═══ Material provided ═══

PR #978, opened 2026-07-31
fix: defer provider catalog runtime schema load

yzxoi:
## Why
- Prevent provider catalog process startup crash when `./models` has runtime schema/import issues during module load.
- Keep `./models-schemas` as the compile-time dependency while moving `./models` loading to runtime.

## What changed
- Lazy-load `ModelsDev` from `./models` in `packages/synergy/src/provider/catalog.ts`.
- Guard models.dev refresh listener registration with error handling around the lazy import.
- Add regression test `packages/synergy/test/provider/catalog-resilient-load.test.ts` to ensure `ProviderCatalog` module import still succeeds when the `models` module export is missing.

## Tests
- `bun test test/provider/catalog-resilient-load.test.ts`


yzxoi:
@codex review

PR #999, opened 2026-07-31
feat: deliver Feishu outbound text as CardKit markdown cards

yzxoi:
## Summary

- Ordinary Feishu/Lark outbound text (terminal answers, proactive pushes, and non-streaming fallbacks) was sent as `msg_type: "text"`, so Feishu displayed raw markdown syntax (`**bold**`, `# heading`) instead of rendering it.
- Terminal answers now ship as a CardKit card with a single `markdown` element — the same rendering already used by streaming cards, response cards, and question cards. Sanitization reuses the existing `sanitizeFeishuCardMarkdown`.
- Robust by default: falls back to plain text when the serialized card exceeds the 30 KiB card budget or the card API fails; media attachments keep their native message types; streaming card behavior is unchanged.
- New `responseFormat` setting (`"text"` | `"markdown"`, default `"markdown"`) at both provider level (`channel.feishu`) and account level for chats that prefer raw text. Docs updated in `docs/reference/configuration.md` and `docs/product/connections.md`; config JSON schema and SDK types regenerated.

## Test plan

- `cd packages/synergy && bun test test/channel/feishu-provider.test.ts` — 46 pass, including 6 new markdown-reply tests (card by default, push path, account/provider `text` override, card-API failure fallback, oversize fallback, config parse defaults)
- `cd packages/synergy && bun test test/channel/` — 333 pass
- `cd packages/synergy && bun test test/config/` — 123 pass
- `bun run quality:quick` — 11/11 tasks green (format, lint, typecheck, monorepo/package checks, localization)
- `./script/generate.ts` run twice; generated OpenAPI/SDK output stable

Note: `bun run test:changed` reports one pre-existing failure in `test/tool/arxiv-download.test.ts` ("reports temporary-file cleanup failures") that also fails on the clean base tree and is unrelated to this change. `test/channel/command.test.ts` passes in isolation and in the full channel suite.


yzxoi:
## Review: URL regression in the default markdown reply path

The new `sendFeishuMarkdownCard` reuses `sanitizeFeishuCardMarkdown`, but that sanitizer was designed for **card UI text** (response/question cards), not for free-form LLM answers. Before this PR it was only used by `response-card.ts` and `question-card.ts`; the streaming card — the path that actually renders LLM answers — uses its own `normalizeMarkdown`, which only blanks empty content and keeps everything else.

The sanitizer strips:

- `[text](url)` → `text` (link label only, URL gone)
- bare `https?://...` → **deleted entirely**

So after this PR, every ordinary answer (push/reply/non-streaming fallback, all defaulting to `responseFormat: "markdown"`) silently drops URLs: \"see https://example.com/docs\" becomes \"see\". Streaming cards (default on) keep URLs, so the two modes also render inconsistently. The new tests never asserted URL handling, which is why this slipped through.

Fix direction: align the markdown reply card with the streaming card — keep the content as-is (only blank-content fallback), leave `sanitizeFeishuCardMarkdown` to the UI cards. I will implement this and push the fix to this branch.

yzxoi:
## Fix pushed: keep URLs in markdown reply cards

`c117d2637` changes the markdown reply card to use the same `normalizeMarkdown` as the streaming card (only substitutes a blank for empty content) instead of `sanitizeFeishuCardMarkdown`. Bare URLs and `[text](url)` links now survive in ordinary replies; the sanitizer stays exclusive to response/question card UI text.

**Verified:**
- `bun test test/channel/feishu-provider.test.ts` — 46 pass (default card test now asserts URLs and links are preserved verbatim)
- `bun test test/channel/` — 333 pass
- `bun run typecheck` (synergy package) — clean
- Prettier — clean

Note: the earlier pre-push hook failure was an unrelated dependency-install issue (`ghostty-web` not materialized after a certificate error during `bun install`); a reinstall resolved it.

═══

For the word "https", say how many lines of the listing include it; give nothing but the number.

2